But! I am in India, once more, and unexpected memories and forgotten knowledge populate my mind. Like when I spontaneously want to say “sorry, I don’t have money” or “just a second” and catch myself in surprise because the words are suddenly there in Hindi.

Chatting to my taxi driver, back into the openness and confidence I used to feel. It is good to remember that there is a place where singing out loud is not all that strange, and a bit bewildering to receive all the tourist-reserved attention again. Most of all, however, this time I was less overwhelmed just by the country, and able to notice smaller things. The orange-patterned floor in the airport, the dusty sweet-ish smell that is very hard to describe, but immediately familiar. The orange-coloured night, in which the smog diffuses the light emanating from the lamp posts, the red street lights everyone ignores, magnificent temples in the most ordinary corners, oh, Delhi.

So, yes, I am full of wonder to be passing through this part of the world again, which for me feels like passing through a certain phase of my life again.
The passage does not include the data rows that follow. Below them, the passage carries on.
PR #513, opened 2020-07-24
Improve the handling of closed notebooks

### LINKED ISSUE #510: TypeError: can't access property "name", service.session.connection.kernel is null
This error is logged in the dev tools console, which seems to be happening during the book-keeping of the breakpoints:

console-error-breakpoints

jtpio:
Fixes #510.

### DIFF
--- a/src/service.ts
+++ b/src/service.ts
@@ -124,7 +124,7 @@ export class DebuggerService implements IDebugger, IDisposable {
    * @param code The source code.
    */
   getCodeId(code: string): string {
-    return this._config.getCodeId(code, this.session.connection.kernel.name);
+    return this._config.getCodeId(code, this.session?.connection?.kernel?.name);
   }
 
   /**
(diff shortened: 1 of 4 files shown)


src/service.ts
```diff
@@ -124,7 +124,14 @@ export class DebuggerService implements IDebugger, IDisposable {
...
   getCodeId(code: string): string {
-    return this._config.getCodeId(code, this.session.connection.kernel.name);
+    try {
+      return this._config.getCodeId(
+        code,
+        this.session?.connection?.kernel?.name
+      );
+    } catch {
+      return '';
+    }
```
jtpio, line 134: Not the most elegant, but this ensures the return type of `DebuggerService#getCodeId` stays a `string`.

jtpio:
The last commit also handles the case of non-existing kernels (for example when switching to non-existing kernels), where the model wouldn't be cleared and the sidebar still populated:

switch-kernel-null

PR #520, opened 2020-07-27
Return true from DebuggerServicer#isAvailable when spec is not available

mnowacki-b:
This is a followup to: https://github.com/jupyterlab/debugger/pull/518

Well, for now.

And I think I have decided on the theme I want to adopt for the coming days or weeks. It happened on the plane, when it suddenly clicked that I would land and be back, truly. I felt this joy, like vibrating with goodwill for all sentient beings, only better. Because there was this certainty that, at the core, there was nothing to worry about, as if anxiety wasn’t even possible, as if everything was just …good. It’s like having lost your compass and not noticing until you get it back. Which made it utterly obvious that the theme of, well, now will be to follow whatever this sense of direction indicates, just do what feels like the right thing to do, in the safety of a few weeks in which no decision will really matter anyway, and maybe learn to take some of this home. But because I’m starting to overthink stuff again, this is the right time to sleep, to then meet the wonder of the new day with a waking eye.

Noticing confusion: India? Again?

This is what I’m listening to while writing:

I noticed that I’m confused. Wait? I’ll be in Delhi this Thursday? People had been asking whether I was planning on travelling (“now that you’re not doing anything, really”). I wasn’t.
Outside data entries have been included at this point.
Issue #526, opened 2020-07-31
Add default configuration override to show extension by default


mnowacki-b:
Currently if there is not kernel spec available, that have metadata with 'debugger' flag set, the extension will be disabled (see https://github.com/jupyterlab/debugger/blob/master/src/index.ts#L387 ). 

It would be nice to have an override where we could enable/disable the extension by default even if the specs are not available.

jtpio:
Fixed by https://github.com/jupyterlab/debugger/pull/527

PR #527, opened 2020-07-31
Add page config override for debugger panel

mnowacki-b:
Related to https://github.com/jupyterlab/debugger/issues/526

Adding PageConfig override to enable / disable the debugger extension.

If the override is set to true: enable the extension without checking kernel specs.
If the override is set to false: disable the extension.
If the override is not set: check the specs to determine whether or not the extension should be enabled.

### DIFF
--- a/src/index.ts
+++ b/src/index.ts
@@ -397,13 +397,10 @@ const main: JupyterFrontEndPlugin<void> = {
     const { kernelspecs } = serviceManager;
 
     // First check if there is a PageConfig override for the extension visibility
-    const showDebuggerExtension = String(
-      PageConfig.getOption('showDebuggerExtension')
-    ).toLowerCase();
-    if (showDebuggerExtension === 'false') {
-      return;
-    }
-    if (showDebuggerExtension !== 'true') {
+    const alwaysShowDebuggerExtension =
+      PageConfig.getOption('alwaysShowDebuggerExtension').toLowerCase() ===
+      'true';
+    if (!alwaysShowDebuggerExtension) {
       // hide the debugger sidebar if no kernel with support for debugging is available
       await kernelspecs.ready;
       const specs = kernelspecs.specs.kernelspecs;
--- a/src/index.ts
+++ b/src/index.ts
@@ -19,7 +19,7 @@ import { IEditorServices } from '@jupyterlab/codeeditor';
 
 import { ConsolePanel, IConsoleTracker } from '@jupyterlab/console';
 
-import { PathExt } from '@jupyterlab/coreutils';
+import { PageConfig, PathExt } from '@jupyterlab/coreutils';
 
 import { DocumentWidget } from '@jupyterlab/docregistry';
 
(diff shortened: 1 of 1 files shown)


mnowacki-b:
@afshin @jtpio 
Please take a look
Thank you!

SylvainCorlay:
Thanks!

afshin:
Hi @mnowacki-b! I think this functionality makes sense as a settable behavior of the debugger.

I think perhaps the way we should do this is to have a default setting for kernel auto-detection that is set to `true` but can be turned off with `overrides.json` or a user preference instead of passing this information via page config, though.

What do you think?

afshin:
Also, please note that we have merged the debugger into JupyterLab, so we could add this feature for the JupyterLab 3.0 release as well. Or we could do it in both versions.

mnowacki-b:
Hi @afshin 
Thank you for your suggestion!
I am not too familiar with `overrides.json` can you point me to documentation and/or source code so I can take a look at it?

Yes we were planing on porting it over into the JupyterLab once everything is ironed out.

mnowacki-b:
OK I found the info on `overrides.json` it is used by the `SettingRegistry` that was suggested by @jtpio as well.
Maybe that will be a better way to go.

mnowacki-b:
Isn't `SettingRegistry` more like a dynamic configuration where a user can change those setting during runtime? Where as PageConfig is more of a startup configuration which kinds of fits for this case?
Do we want to have ability to turn on/off the debugger visibility during runtime?

afshin:
The setting registry is indeed for dynamic configurations that users can change. It has three tiers, though:

0. `overrides.json` allows a deployer/administrator to decide what the **default** value of a preference is.
1. The default values in the settings schema allows an extension author to set a user preference's default.
2. The end user can set whatever value they wish.

I'm a little concerned about having multiple ways to detect whether the debugger extension gets rendered on the screen or not and I wanted the end user to have a way out of a potentially incorrect situation.

I think the real solution is for the kernel in question to add the relevant metadata to its kernelspec, though. So basically I'm a little ambivalent about the correct way to deal with a kernel that supports Jupyter's version of DAP but does not say so in the kernelspec.

@SylvainCorlay @jasongrout, do you have an opinion about what to do here?

mnowacki-b:
@afshin 
I guess we have a unique case where debugger kernel specs are not available in the spec manager; however, we are still able to connect to a debugger kernel using a customs extension. That is why it would be nice to be able to enable the extension by default without any further checks.
I can make the changes to the PR to use setting registry if that would be a more suitable path forward?

SylvainCorlay:
I think that the point of @mnowacki-b's PR is to have an option to *always* show the extension even if none of the listed kernels supports debugging.

SylvainCorlay:
It can probably be achieved with overrides, like `always_show_debugger_extension`...

mnowacki-b:
@afshin
If we go with the overrides do you think that would be acceptable?

afshin:
I think you're right that page config is a sensible place for this. I'm still thinking about the name of the flag, something like `alwaysShowDebuggerExtension` like Sylvain suggests seems clearer.

The only other comment is that you don't need the `String(...)` constructor because `getOption` always returns a string: 
```typescript
const alwaysShow = PageConfig.getOption('alwaysShowDebuggerExtension').toLowerCase() === 'true';
```

Let's go with your approach.

jasongrout:
> @SylvainCorlay @jasongrout, do you have an opinion about what to do here?

My initial thought is that the existing logic is sufficient. What are the situations where we want the debugger to be shown even if no kernel spec claims support for debugging?

> I guess we have a unique case where debugger kernel specs are not available in the spec manager

It feels like the right way to deal with this specific case is to put the debugger kernel spec in the kernelspec manager, where the debugger extension will see it and activate itself. I think we have a lot of assumptions throughout the code that the kernel spec manager has all the kernel specs available on the server.

I think the awkwardness here comes from trying to solve the confusing problem of having two python kernels which are not quite equivalent, and only one of which supports debugging. Is there a way to hide (or at least make automatic) a kernel change when debugging is turned on? Could there be a way to nominally have one kernel (the ipython kernel), but automatically launch the xeus kernel when debugging is turned on? This would be similar to having a debug configuration you have to run in a more traditional IDE, which spins up a different process (or at least different flags) from the standard process. In this case, though, the debugger would not only see if the current kernel supported debugging, but would also see if an equivalent kernel supported debugging, and automatically switch to it when debugging was turned on.

SylvainCorlay:
> Let's go with your approach.

:+1: I think it is fine to allow a setting to always show the debugger extension.

mnowacki-b:
@afshin @jasongrout @saulshanabrook 
I have update the code as suggested
- rename the config to `alwaysShowDebuggerExtension`
- small refactor in how we use the setting
   * if the setting is set to 'true' - bypass the kernel spec check and show the extension
   * else - show the extension based on original behavior (check the kernel spec)

afshin:
Let's merge this and iterate of @jasongrout has a comment about how to do it differently. If not, I'll publish a patch release tomorrow (Wednesday) that includes this.

mnowacki-b:
Thank you!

Now it’s happening anyway.

I was preoccupied installing myself in Berlin, which has worked pretty well so far (“you know that you’re at home in a place when you have people to discuss with”). So I didn’t really notice that there was this mostly family-sponsored trip coming up, enabling me to see a good friend getting married and then join one half of my parents in Thailand. Now that I’m, on a gut-level, starting to realise that I’ll be far away in four days, I’m starting to wonder what the journey will be like. I’m all for tasting the adventure semi-prepared at most, but I also know that being completely aimless can turn into the kind of journey where you end up returning with a stale “what was the point?”. Which doesn’t mean that I want to plan, as such. It’s more like choosing which kind of mindset to adopt during the next month or so.

Option 1: Holiday?

I am very tempted to use the excuse to put all the projects that are ticking away at the back of my head on hold. Existential dread about the future, concerning my personal path as well as roughly the next hundred trillion years of humanity, if all goes well? Nah, I’m on holiday!
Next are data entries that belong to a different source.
PR #532, opened 2020-08-19
Condition for empty string

KrzysztofSikoraCodete:
Solution for problem with setting and removing breakpoints. Condition has been changed for case with empty string of `the_path`


afshin (approved):
Cheers!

On the other hand, I’ve been finding it hard to adopt holiday-mindsets for the last year or so. First, there was no time for a holiday (finals), then, my whole life entered this in-between, where no clearly-cut “work-time” meant that every minute was a moment in which to figure out my life, or “get somewhere”, “get something done” (the vagueness of this “something”not exactly having been helpful either).

I’ve been getting better at this in Berlin, for example by picking up a not-directly-useful occupation like playing the violin again. I’m not all that stressed anymore about the fact that the violin (as played by me) does not make a relevant contribution to the world, nor getting me a job. Ah! I said the evil j-word! If anything, that’s a topic for a later post, since it doesn’t really fit in with this moment’s effort of not being stressed. So it seems like there are all the more good reasons for a holiday! (Counter-reasons, or more like counter-feelings, are that I don’t actually deserve one, that I’m not useful enough to be worth the investment, and that this money could actually have saved lives instead of sending me on a trip. But I might just have to shut out these thoughts for now, and pledge to be better in the future.)

Option 2: An adventure!

Adventures, or “going travelling”, are different from holidays. They are more focused on having experiences, and testing/developing yourself. Sleeping alone under a tin foil in some forest after crossing the whole country in a day’s hitchhike perhaps doesn’t make for a great holiday. But it’s amazing if you’ve always wanted to talk to a fox at night, or just learn how to shrug your shoulders at not knowing where to go, or sleep, next. I had thought that now might not be a great time to bring myself to the edge, because that feels like a place I’ve been occupying constantly for months anyway. But now, I’m starting to, very subtly, feel the thrill again (“I could be walking around the himalayas next week…”). Actually, exposing myself to directly adventurous situations could be a good idea. Swapping the diffuse threat and dread of trying to find a cosy little place in society for the very precise trouble of making sure you stay safe along the way sounds like an excellent plan.

Adventure-journeys can also contain a project, a question you’re trying to answer throughout the journey, a view you detail at the start and whose progress you track. These are nice for the narrative as well, and work to satisfy my need for meaning even while I’m having fun. Maybe I’ll come up with something in the next few days.

Now that I’ve presented this wonderful travel-holiday dichotomy, I’m of course going to tear it down again and announce that I should probably do a bit of both. Mwahaha. In any case, this post has served its purpose well: I’m starting to feel ready.

I hope you’ll accompany me on this journey!

(One way is to subscribe to get email updates, haha.)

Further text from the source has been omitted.